Harvey couldn't help but wonder if he'd pushed too far. Emotions were running high aboard the ship. One always expected to die either of old age or as result of fighting, but never from unexplained occurrences like quantum filaments spreading the crew out through time. He worried not just that he'd pushed too far, but also that he was starting to alienate his Chief of Security. If an opportunity arose later to dig deeper into the matter, he most certainly would.

He approached the screen to inspect the readout. "Interesting," he said after a moment. "Can you arrange a demonstration?"

"Sure, as soon as it gets made," Camila said in a neutral voice. "It's just schematics right now. I'm not even certain who put these here as it's a relatively new ship. I'll get my armorer on it immediately."

He nodded. "I also understand that the intruders were last seen in the brig prior to the return." The Captain either hadn't received a report on it, or had received it and hadn't read it yet. Given recent events, he hadn't put much stock in keeping abreast of paddwork. "Do you know if their bodies came with us?"

"I'm uncertain if Lieutenant Parks filed that report or not, Sir," the ombre haired woman said as she settled into the numbness that was overtaking her. "However, none of the Brig officers reported seeing anyone in the Brig in this mornings reports."

The Captain nodded once more. He had suspected as much, though he also suspected that the incident would cause him to spend at least another week with the Department of Temporal Investigations upon their return. "Let's see what we can find out. Anyone can find a ship in a nebula, and the fact that we remained undisturbed for so long is a miracle. I'd like to know anything and everything we can if possible."

"I'll look into it, Sir," Camila responded. "However, it's highly unlikely if it occurred in a future time."

He frowned this time, though he wasn't surprised with the response. There were no records to review, just eyewitnesses, and that list was already limited. "Let me know when you can have that device ready for a demonstration," Harvey said, "along with a revision on those protocols.
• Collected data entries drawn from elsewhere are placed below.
PR #172, opened 2020-05-18
SFR-852 Add Citation Parser

mwbenowitz:
[Jira Ticket](http://jira.nypl.org/browse/SFR-852)

### Questions I have
- How can we style the citations simply so that they appear visually "attached" to the cards above them?
- Does the wrapper function make sense?
- Did I implement the feature flags properly?
- Did I structure the output of the `List` elements properly?
- How will we address the need to implement this on the edition page?

- Adds an APA citation below each edition card
- Places this feature under a `DisplayCitations` flag

-  [Run unidentified/unwritten tests]


src/app/components/Citations/formatCitation.jsx
```diff
@@ -0,0 +1,104 @@
+import React from 'react';
+import PropTypes from 'prop-types';
+
+
+function withCitationFields(WrappedComponent) {
```
hokei, line 5: At a high level, this class seems to be taking props.edition and transforming it into something where you can get Title, etc.  

I think this is better suited to be a utility class like `EditionCard.jsx` where it just exposes a bunch of functions like (getAuthor), (getTitle), etc.  There might be overlap with `EditionCard`? Though I think it's not a bad thing to keep the two separate even if they happen to be returning the same results right now.

src/app/components/List/EditionsList.jsx
```diff
@@ -1,35 +1,68 @@
...
 
   getEditionCardList(work, eReaderUrl, referrer) {
     return work.editions.map(
       (edition, index) => {
         const showRequestButton = this.props.getRequestEditionButton(edition);
         const editionData = EditionCard.getEditionData(work, edition, eReaderUrl, referrer, showRequestButton);
+
+        const shouldShowCitations = FeatureFlags.store._isFeatureActive(config.displayCitations.experimentName);
+        const citationElement = shouldShowCitations ? (
+          <FormattedAPACitation
```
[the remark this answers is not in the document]
hokei: Here I'd say something like parsing out initials is part of "display", even though /technically/ it might not be.  

Also, do we expect last names and first names to always be well labeled?

src/app/components/Citations/APACitation.jsx
```diff
@@ -0,0 +1,170 @@
...
+        initials = getInitials(initialArray);
+      }
+      if (initFirst) {
+        return `${initials} ${lastName}`;
+      }
+      return `${lastName}, ${initials}`;
+    }).join(', ');
+  }
+
+  render() {
```
hokei, line 110: This is definitely stylistic, but I am finding this file pretty hard to read.  

I think partly, it's because there's both logic and presentation here, and I think separating it out (see comment in `EditionsList`).  But as a general rule of thumb, since this is mostly a presentation element, I would aim to have most of the markup live here rather than in separate functions.  In situations where you want markup to live in separate functions, I wouldn't nest them more than one level 

(eg: OK, but still better avoided, to go, `<div>{this.getElement()}</div>` but try to avoid `<div>{this.callAnotherFunctionThatReturnsAnElement()}</div>`) 

So here, I think it best to try to have it go:  

```
return (
      <div className="apa-citation body-small">
        <strong>APA</strong>
        <br />
        {isGovernmentReport && returnGovernmentReport()}
        {!isGovernmentReport && returnMonographCitation(isVolume)}  
      </div>
)
```

src/app/components/Citations/APACitation.jsx
```diff
@@ -0,0 +1,170 @@
...
+
+class APACitation extends React.Component {
+  componentDidMount() {
+    this.getComponentStrs();
+  }
+
+  getComponentStrs() {
+    this.authorsStr = this.formatAgentNames('authors');
+    // eslint-disable-next-line max-len
+    this.editorStr = `${this.formatAgentNames('editors', this.props.agents.authors.length > 0)}, (Ed${this.props.agents.editors.length === 1 ? '.' : 's.'})`;
```
hokei, line 15: js stylistic thing, there's no need to postfix everything with Str, 

perhaps "formattedAuthors" to imply that stuff has been already transformed?  

Also, it's pretty useful to know if stuff is an array or not by the presence/absence of the pluralizer

src/app/components/List/EditionsList.jsx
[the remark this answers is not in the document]
mwbenowitz: We definitely don't expect last names/first names to be well labeled, the script is doing its best to identify them, and seems to be handling it okay.

I think in general we want this to be reusable, but it's hard because each citation can't be counted on to share any formatting. It would be great to have an element that can be passed a `style` prop like `<FormattedCitation style='apa' title={} {..etc}>` but I can't quite see how to achieve that with React, any thoughts?

I do think that it should only be passed the formatted logic.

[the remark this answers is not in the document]
mwbenowitz: That's with the caveat that <FormattedCitation> shouldn't just implement different methods for each style, but invoke the desired class and return that.

src/app/components/Citations/APACitation.jsx
mwbenowitz: I see what you're saying, I definitely don't disagree and will see what I can do

src/app/components/Citations/APACitation.jsx
mwbenowitz: yeah, that's definitely better, was just trying to distinguish from the input and what the user would see.

src/app/components/List/EditionsList.jsx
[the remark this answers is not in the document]
hokei: OH in terms of the `APA`, `MLA`, etc components being reuseable with each other, I think we should just ... not do that.  They might share methods to get a well formatted title or something, but I think it's perfectly OK (maybe better?) to have a separate `APACitation` and `MLACitation`, etc, etc.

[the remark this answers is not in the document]
hokei: The reuseability comment is more about how much this should be able to be ripped out of RN and still work, vs tied into the way RN works.

src/app/components/Citations/APACitation.jsx
```diff
@@ -0,0 +1,150 @@
...
+    this.edition = this.props.edition ? ` (${this.props.edition})` : '';
+    this.volume = this.props.volume ? ` (${this.props.volume})` : '';
+
+    this.link = this.props.sourceLink ? <a href={`https://${this.props.sourceLink}`}>{this.props.sourceLink}</a> : '';
+
+    this.govReportStatus = this.props.isGovernmentDoc;
+  }
+
+
+  formatAgentNames(agentType, nameFirst = false) {
```
hokei, line 36: A tip:  It'll be a lot easier to test functions like these if you move them out of the component (so you won't have to simulate the component and passing props) 
(so pass `this.props.agents` into the function)

src/app/components/Citations/APACitation.jsx
```diff
@@ -0,0 +1,150 @@
+import React from 'react';
+import PropTypes from 'prop-types';
+
+
+class APACitation extends React.Component {
+  static getInitials(name) {
+    return name.trim().split(/\s+/).map(i => `${i.substr(0, 1).toUpperCase()}.`).join(' ');
+  }
+
+  componentWillMount() {
```
hokei, line 10: does `componentDidMount` not receive props?

src/app/components/SearchResults/ResultsList.jsx
```diff
@@ -83,17 +86,36 @@ class ResultsList extends React.Component {
...
+          <DS.SearchResultItem
+            id={`search-result-${result.uuid}`}
+            resultIndex={index}
+            headingContent={titleElement}
+            subtitleContent={EditionCard.getSubtitle(result.sub_title)}
+            authorLinkElement={authorLinkElement ? joinArrayOfElements(authorLinkElement, ', ') : undefined}
+            editionInfo={EditionCard.getEditionData(result, previewEdition, eReaderUrl, referrer, showRequestButton)}
+            editionsLinkElement={allEditionsLink}
+          />
+          {citationElement}
```
hokei, line 117: Instead of this, you can go `{shouldShowCitations && <APACitation {... all the props } />`

hokei:
The approach looks good.  You might want to break out some of these functions even more (or take them out of the component) if it turns out that testing them is difficult.  I'll leave it to you!

src/app/components/Citations/APACitation.jsx
mwbenowitz: I tried a few different ways of organizing this logic, and it feels like it needs to be here since this is so closely tied to displaying the APA format. I'll keep that in mind though if I can't get it to test cleanly.

src/app/components/Citations/APACitation.jsx
mwbenowitz: For some reason with `componentDidMount` everything was rendered as `undefined` and then the parsing function was run. But it didn't update the displayed component, maybe because I'm not assigning anything to `state` in the function?

appConfig.js
```diff
@@ -39,4 +39,7 @@ export default {
   feedback: {
     formURL: 'https://api.airtable.com/v0/appFLZEc3LmVZCRxn/Feedback',
   },
+  displayCitations: {
```
hokei, line 42: update the "FeatureFlag" portion of the readme?

src/app/components/Citations/APACitation.jsx
```diff
@@ -0,0 +1,186 @@
...
+        {this.link}
+      </>
+    );
+  }
+
+  // Returns appropriate APA citation version
+  render() {
+    const volumeData = this.volume !== '';
+    return (
+      <div className="apa-citation body-small">
```
hokei, line 145: can you add a little margin-bottom to this so that it's not stuck to the title of the next book?

hokei:
should citations not show at all on the edition details page (shouldn't they show in the data table?)

test/unit/CitationFormat.test.js
```diff
@@ -0,0 +1,180 @@
+/* eslint-disable no-unused-expressions */
+/* eslint-disable no-underscore-dangle */
+/* eslint-disable react/jsx-filename-extension */
+/* eslint-disable prefer-destructuring */
+/* eslint-env mocha */
```
hokei, line 5: I don't think you need anything above L5

test/unit/APACitation.test.js
```diff
@@ -0,0 +1,234 @@
+/* eslint-disable react/jsx-filename-extension */
```
hokei, line 1: you don't need this

test/unit/ResultsList.test.js
```diff
@@ -65,9 +66,11 @@ describe('Results List', () => {
     });
 
     describe('Complete Results Data', () => {
+      let resultsBlock;
       let resultsData;
       before(() => {
-        resultsData = component.instance().formatAllResultsData(results.data.works, 'eReaderUrl', 'Referrer')[0].props;
+        resultsBlock = component.instance().formatAllResultsData(results.data.works, 'eReaderUrl', 'Referrer')[0];
+        resultsData = resultsBlock.props.children[0].props;
```
hokei, line 73: why did this change?  seems ... disconcerting.

test/unit/CitationFormat.test.js
```diff
@@ -0,0 +1,180 @@
...
+
+    it('should set government document status', () => {
+      const citationData = CitationFormatter.getCitationData(work, work.editions[0]);
+      expect(citationData.isGovernmentDoc).to.equal(false);
+    });
+  });
+
+  describe('getAgentsOfType()', () => {
+    const testAgents = [
+      { name: 'test1', roles: ['test', 'other_again'] },
```
hokei, line 109: can we have these values be some kind of representation of what the data actually might be, to help it serve better as documentation?

src/app/components/Citations/APACitation.jsx
mwbenowitz: What's the best way to do this? I meant to ask because all the CSS lives in design system, right?

test/unit/CitationFormat.test.js
```diff
@@ -0,0 +1,180 @@
...
+      const testLink = CitationFormatter.setLinkFields(null);
+      expect(testLink.link).to.equal(null);
+      expect(testLink.link_date).to.equal(null);
+    });
+  });
+
+  describe('isGovernmentReport()', () => {
+    it('should return true if government_report measurement is 1', () => {
+      const testMeasures = [
+        { quantity: 'testing', value: 0 },
```
hokei, line 159: can you change this value to 1 so that we make sure the "government_document" value trumps all other values?  

(Alternately, can be a different test, but I don't think it's necessary)

test/unit/ResultsList.test.js
mwbenowitz: To put the citation with the card I wrapped them in an empty element, so this just follows that and gets the card as a child. Nothing changed beyond that so I think it's okay?

test/unit/APACitation.test.js
```diff
@@ -0,0 +1,234 @@
...
+          publishers: ['Test Publisher'],
+        }}
+        publicationYear="2020"
+        edition={null}
+        volume="Vol. 2"
+        sourceLink="test_link"
+        isGovernmentDoc={false}
+      />);
+      const citationText = component.find('.apa-citation').text();
+      // eslint-disable-next-line max-len
```
hokei, line 181: Why does this need to be disabled?  (If it's too long you can concatenate strings across 2 lines)

test/unit/APACitation.test.js
```diff
@@ -0,0 +1,234 @@
...
+          agents={{
+            authors: ['Author, Test'],
+            editors: ['Editor, Test'],
+            translators: ['Translator, Test'],
+            illustrators: ['Illustrator, Test'],
+            publishers: ['Test Publisher'],
+          }}
+          publicationYear="2020"
+          edition="Test Edition"
+          volume={null}
```
hokei, line 200: Can you leave out volume here?  It should do the same thing.

src/app/components/Citations/APACitation.jsx
hokei: Yeah I have thoughts on why this is, but I don't think doing it this way is going to cause problems and refactoring it so that `componentDidMount` will work is going to be another chunk of work so I think it's ok to leave it the way it is.

mwbenowitz:
> should citations not show at all on the edition details page (shouldn't they show in the data table?)

They should, but it means updating the API response to add more work-level metadata to the edition detail response, and sense we paused that discussion regarding author names I think it's best to resolve that before implementing this? Then we can create a ticket for updating the edition detail page with the data from however we decide to address that.

test/unit/APACitation.test.js
mwbenowitz: It doesn't I just added it while I was working, copied the code and then forgot to take it out.

test/unit/ResultsList.test.js
hokei: Why is it affecting components that don't have citations in them?

mwbenowitz: I thought it wasn't? I updated the `return` from `formatAllResultsData` that includes the citation if the flag is enabled, should I change that so if the flag isn't present it renders differently? This felt like the cleanest solution to me.

hokei: hmmm maybe I'm reading this wrong.  I thought this test was for a result without citation, so resultsData should return the same format as before, but here it's nesting a level down, even without the citation?  I don't think it's a huge deal, just stood out to me.

mwbenowitz: it does nest even without the citation. I put the `key` in a wrapping `div` so that when the citation is present React doesn't complain about not having a unique key for repeating elements. Maybe there's a more elegant way to handle this but I've stared at for a while now and can't figure out what that would be

src/client/styles/components/Citations.scss
```diff
@@ -0,0 +1,4 @@
+div.apa-citation {
+  margin: 0 0 1em 0;
+  font-size: 90%;
+}
```
hokei, line 4: nit

test/unit/ResultsList.test.js
hokei: aaah I'm so sorry I see what's happening now.  This is fine.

Anything else we need to discuss?"

"I will," she said. "Not that I'm aware of at the moment, Sir."

"Then I'll leave you to it, Lieutenant," Harvey stated. "I hope you find a satisfactory deputy soon." He was sorry that he needed to shift Parks over to Operations, but it's what the ship needed most of all. With that, he turned and departed the armory.

After he left, she grabbed the Type III rifle off the table and yanked the power cell out of it, then began to strip it while cursing in Italian under her breath. If he wanted to go that route and leave the ship and crew unprotected, she would document it and submit a full report to the Task Force Commanding Officers when they made it back from the Zone along with every incident that had occurred as a result of him not implementing her security measures. She stopped and shook her head. "No," she said aloud to the uncaring room. "I'll do exactly what he wants and then see how well he likes the results. If he doesn't, he can do it himself."